Saudi Arabia's defense minister and its former intelligence chief, who have denied allegations in a US$1 trillion lawsuit tying them to the Sept. 11 attacks, are beyond the reach of US courts, a federal judge ruled.
The suit filed by victims and survivors of the 2001 attacks accused the Saudis of having long, personal relationships with Saudi-born fugitive Osama bin Laden and officials of the Afghan Taliban militia.
The officials are the defense minister, Prince Sultan, and Prince Turki al-Faisal, former director of general intelligence and now the Saudi ambassador in Britain.
The suit also alleged that Prince Sultan had donated millions of dollars to Saudi charities that subsequently forwarded the money to bin Laden's al-Qaeda network and other terrorist organizations.
In an order issued Friday, US District Judge James Robertson ruled that his court lacked jurisdiction under both international and US law and dismissed all claims against the two Saudi officials.
Both men had claimed foreign sovereign immunity, which protects sovereign governments from such suits.
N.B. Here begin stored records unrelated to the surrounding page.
PR #3200, opened 2023-11-10
NET-6406 Adds GatewayClassConfig and MeshGateway resources to the gateway-reso…

missylbytes:
…urces-configmap.yaml in the Helm chart

Changes proposed in this PR:
- This adds the MeshGateway and GatewayClassConfigs to the gateway-resources-configmap.yaml. 

How I've tested this PR:
Added bats tests, also manual testing.

```
helm template consul . -s templates/gateway-resources-configmap.yaml --set 'connectInject.enabled=true' --set 'global.experiments[0]=resource-apis' --set 'ui.enabled=false'
``` 
and check the output

Checklist:
- [x] Tests added

### DIFF
--- a/charts/consul/templates/gateway-resources-configmap.yaml
+++ b/charts/consul/templates/gateway-resources-configmap.yaml
@@ -19,13 +19,17 @@ data:
   {{- if (mustHas "resource-apis" .Values.global.experiments) }}
   config.yaml: |
     gatewayClassConfigs:
-      - apiVersion: consul.hashicorp.com/v2beta1
+      - apiVersion: mesh.consul.hashicorp.com/v2beta1
         metadata:
           name: consul-mesh-gateway
           namespace: {{ .Release.Namespace }}
-        deployment:
-          resources:
-            {{ .Values.meshGateway.resources }}
+        kind: gatewayClassConfig
+        spec:
+          deployment:
+            resources:
+              {{ .Values.meshGateway.resources }}
+          nodeSelector: {{ .Values.meshGateway.nodeSelector }}
+          serviceType: {{ .Values.meshGateway.service.type }}
     meshGateways:
       - name: mesh-gateway
         spec:
--- a/charts/consul/templates/gateway-resources-configmap.yaml
+++ b/charts/consul/templates/gateway-resources-configmap.yaml
@@ -16,4 +16,19 @@ data:
   resources.json: |
     {{ toJson .Values.connectInject.apiGateway.managedGatewayClass.resources }}
   {{- end }}
+  {{- if (mustHas "resource-apis" .Values.global.experiments) }}
+  config.yaml: |
+    gatewayClassConfigs:
+      - apiVersion: consul.hashicorp.com/v2beta1
+        metadata:
+          name: consul-mesh-gateway
+          namespace: {{ .Release.Namespace }}
+        deployment:
+          resources:
+            {{ .Values.meshGateway.resources }}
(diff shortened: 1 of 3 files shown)


charts/consul/templates/gateway-resources-configmap.yaml
```diff
@@ -16,4 +16,19 @@ data:
   resources.json: |
     {{ toJson .Values.connectInject.apiGateway.managedGatewayClass.resources }}
   {{- end }}
+  {{- if (mustHas "resource-apis" .Values.global.experiments) }}
+  config.yaml: |
+    gatewayClassConfigs:
+      - apiVersion: consul.hashicorp.com/v2beta1
```
nathancoleman, line 22: I believe this will be `mesh.consul.hashicorp...`

charts/consul/templates/gateway-resources-configmap.yaml
```diff
@@ -16,4 +16,19 @@ data:
...
+        metadata:
+          name: consul-mesh-gateway
+          namespace: {{ .Release.Namespace }}
+        deployment:
+          resources:
+            {{ .Values.meshGateway.resources }}
```
nathancoleman, line 28: Is the intention that the entire resource should be present here? If so, this should be `spec.deployment` and have a `kind: GatewayClassConfig`

nathancoleman: I'm thinking it's likely I just overlooked ^ in the ticket 😆

charts/consul/templates/gateway-resources-job.yaml
```diff
@@ -51,7 +51,7 @@ spec:
             - -heritage={{ .Release.Service }}
             - -release-name={{ .Release.Name }}
             - -component=api-gateway
-            {{- if .Values.apiGateway.enabled }} # Overide values from the old stanza. To be removed in 1.17 (t-eckert 2023-05-19)
+            {{- if .Values.apiGateway.enabled }} # Override values from the old stanza. To be removed after ~1.18 (t-eckert 2023-05-19) NET-6263
```
nathancoleman, line 54: 🏆

charts/consul/test/unit/gateway-resources-configmap.bats
nathancoleman, line 1: Nice work adding these tests!

charts/consul/templates/gateway-resources-configmap.yaml
```diff
@@ -16,4 +16,19 @@ data:
...
+    meshGateways:
+      - name: mesh-gateway
+        spec:
+          gatewayClassName: consul-mesh-gateway
```
jm96441n, line 32: is this needed to eventually consolidate the gateways?

nathancoleman: Yep, we're aiming to make `MeshGateway` function as closely as possible to `Gateway` without actually using the `Gateway` resource with its current limations

charts/consul/templates/gateway-resources-configmap.yaml
missylbytes: Yes I missed that, but I think I will leave some of the other fields out until they are needed for development. IRT maybe modifying what the GatewayClassConfig looks like

missylbytes: Updated

nathancoleman (approved):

Robertson's order said a 1976 US law that limits sovereign immunity under certain circumstances also did not apply to them. He said both princes vehemently denied the allegations, but his ruling did not deal with whether they were true.
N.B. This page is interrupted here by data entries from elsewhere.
PR #3202, opened 2023-11-10
Add validation to account for type change

sarahalsmiller:
Changes proposed in this PR:
- At some point prior to release the types on filters changed from time.Duration to metav1.Duration
- This is a perfectly valid change, but it modified the behavior of how the CRD was being parsed from as an integer to a string. This feature is not broken, but is currently fragile based on user input. This adds additional safeguards to make sure the user won't accidentally pass anything that will cause the controller to break. 
- https://github.com/hashicorp/consul/pull/19601 This PR updates the docs to match the behavior change as well. 

How I've tested this PR:
- Built locally and applied new filters ensuring that the validation failed

- CI passes. 

Checklist:
- [ ] Tests added


nathancoleman (approved):
Excellent find!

In July, Robertson denied petitions to dismiss claims against defendant Soliman Khudeira, a Saudi bank and two Muslim charities.
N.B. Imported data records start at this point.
PR #3204, opened 2023-11-10
NET-6401 Stub MeshGateway controller

nathancoleman:
Changes proposed in this PR:
-
-

How I've tested this PR:

Checklist:
- [ ] Tests added

### DIFF
--- a/charts/consul/templates/connect-inject-clusterrole.yaml
+++ b/charts/consul/templates/connect-inject-clusterrole.yaml
@@ -98,6 +98,7 @@ rules:
   resources:
     - grpcroutes
     - httproutes
+    - meshgateways
     - tcproutes
     - proxyconfigurations
   verbs:
@@ -113,6 +114,7 @@ rules:
   resources:
     - grpcroutes/status
     - httproutes/status
+    - meshgateways/status
     - tcproutes/status
     - proxyconfigurations/status
   verbs:
--- a/control-plane/config-entries/controllersv2/mesh_gateway_controller.go
+++ b/control-plane/config-entries/controllersv2/mesh_gateway_controller.go
@@ -1,0 +1,44 @@
+// Copyright (c) HashiCorp, Inc.
+// SPDX-License-Identifier: MPL-2.0
+
+package controllersv2
+
+import (
+	"context"
+
+	"github.com/go-logr/logr"
+	"k8s.io/apimachinery/pkg/runtime"
+	"k8s.io/apimachinery/pkg/types"
+	ctrl "sigs.k8s.io/controller-runtime"
+	"sigs.k8s.io/controller-runtime/pkg/client"
+
+	meshv2beta1 "github.com/hashicorp/consul-k8s/control-plane/api/mesh/v2beta1"
+)
+
+// MeshGatewayController reconciles a MeshGateway object.
+type MeshGatewayController struct {
+	client.Client
+	Log                  logr.Logger
+	Scheme               *runtime.Scheme
+	MeshConfigController *MeshConfigController
+}
+
+// +kubebuilder:rbac:groups=mesh.consul.hashicorp.com,resources=meshgateway,verbs=get;list;watch;create;update;patch;delete
+// +kubebuilder:rbac:groups=mesh.consul.hashicorp.com,resources=meshgateway/status,verbs=get;update;patch
+
+func (r *MeshGatewayController) Reconcile(ctx context.Context, req ctrl.Request) (ctrl.Result, error) {
+	// TODO NET-6392 NET-6393 NET-6394 NET-6395
+	return r.MeshConfigController.ReconcileEntry(ctx, r, req, &meshv2beta1.MeshGateway{})
+}
+
+func (r *MeshGatewayController) Logger(name types.NamespacedName) logr.Logger {
+	return r.Log.WithValues("request", name)
+}
+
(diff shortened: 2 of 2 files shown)


control-plane/config-entries/controllersv2/mesh_gateway_controller.go
```diff
@@ -0,0 +1,44 @@
...
+// MeshGatewayController reconciles a MeshGateway object.
+type MeshGatewayController struct {
+	client.Client
+	Log                  logr.Logger
+	Scheme               *runtime.Scheme
+	MeshConfigController *MeshConfigController
+}
+
+// +kubebuilder:rbac:groups=mesh.consul.hashicorp.com,resources=meshgateway,verbs=get;list;watch;create;update;patch;delete
+// +kubebuilder:rbac:groups=mesh.consul.hashicorp.com,resources=meshgateway/status,verbs=get;update;patch
```
nathancoleman, line 27: I'm not sure if these actually do anything anymore, but all of the other controllers in this package have them.
They imply they'd be used to generate the `ClusterRole` for the connect-inject-controller, but the `ClusterRole` doesn't appear to be generated, and I can't find any command that would do so either.

Maybe @thisisnotashwin knows?

control-plane/config-entries/controllersv2/mesh_gateway_controller.go
```diff
@@ -0,0 +1,44 @@
...
+
+func (r *MeshGatewayController) Reconcile(ctx context.Context, req ctrl.Request) (ctrl.Result, error) {
+	// TODO NET-6392 NET-6393 NET-6394 NET-6395
```
nathancoleman, line 30: Leaving a trail of breadcrumbs for future implementation

control-plane/config-entries/controllersv2/mesh_gateway_controller.go
```diff
@@ -0,0 +1,44 @@
...
+	return r.MeshConfigController.ReconcileEntry(ctx, r, req, &meshv2beta1.MeshGateway{})
```
nathancoleman, line 31: This function is interesting to dig into. It essentially takes the `spec` of the CRD, wraps it into a resource, and writes that resource through the Consul API

charts/consul/templates/connect-inject-clusterrole.yaml
```diff
@@ -98,6 +98,7 @@ rules:
   resources:
     - grpcroutes
     - httproutes
+    - meshgateways
```
nathancoleman, line 101: Will add bats tests for this before merge, but about to drop off for the weekend

control-plane/config-entries/controllersv2/mesh_gateway_controller.go
```diff
@@ -0,0 +1,44 @@
...
+}
+
+func (r *MeshGatewayController) Logger(name types.NamespacedName) logr.Logger {
+	return r.Log.WithValues("request", name)
```
jm96441n, line 35: minor (and probably not huge since this is a stub) but should the key here be `"mesh-gateway"` rather than `"request"`?

control-plane/config-entries/controllersv2/mesh_gateway_controller.go
thisisnotashwin: yeah.. so this does create/updates the controller in the `config` folder under `control-plane` but for the most part, the RBAC is self managed. my only argument for continuing to keep it is to sanity check if we have in fact updated the RBAC for connect-inject correctly, but there are other ways we can tackle that. 

my only request would be that if we do delete those two lines, can we do there for all the V2 CRDs as well to avoid confusion for anybody trying to reference these files?

control-plane/config-entries/controllersv2/mesh_gateway_controller.go
nathancoleman: This mimics what happens today for `httproute`, `tcproute`, and `grpcroute`. Gonna leave this as a broader change for a separate PR if that's cool with you @jm96441n 

https://github.com/hashicorp/consul-k8s/blob/f4ccbaa9bc9152722fdb8ff032220f1bc95475e2/control-plane/config-entries/controllersv2/http_route_controller.go#L34

https://github.com/hashicorp/consul-k8s/blob/f4ccbaa9bc9152722fdb8ff032220f1bc95475e2/control-plane/config-entries/controllersv2/tcp_route_controller.go#L34

https://github.com/hashicorp/consul-k8s/blob/f4ccbaa9bc9152722fdb8ff032220f1bc95475e2/control-plane/config-entries/controllersv2/grpc_route_controller.go#L34

charts/consul/templates/connect-inject-clusterrole.yaml
nathancoleman: Added in https://github.com/hashicorp/consul-k8s/pull/3204/commits/59cc948afc181b5b7ccceea691ecf83939229a32

control-plane/config-entries/controllersv2/mesh_gateway_controller.go
nathancoleman: I've regenerated the role in the `config` folder that @thisisnotashwin referenced

thisisnotashwin: thanks so much Nathan! Ill give this PR a look shortly.. sorry have been pulled in many directions the last couple days

missylbytes (approved):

The suit, filed in August last year in the US District Court for the District of Columbia, seeks US$1 trillion in damages for survivors of more than 900 victims of the terror attacks in New York and Washington and other injured firefighters and rescue workers.
The complaint names more than seven dozen defendants, including the government of Sudan, seven banks and eight Islamic foundations.
Lawyers said a primary purpose of the suit was to choke off terrorists' financial resources.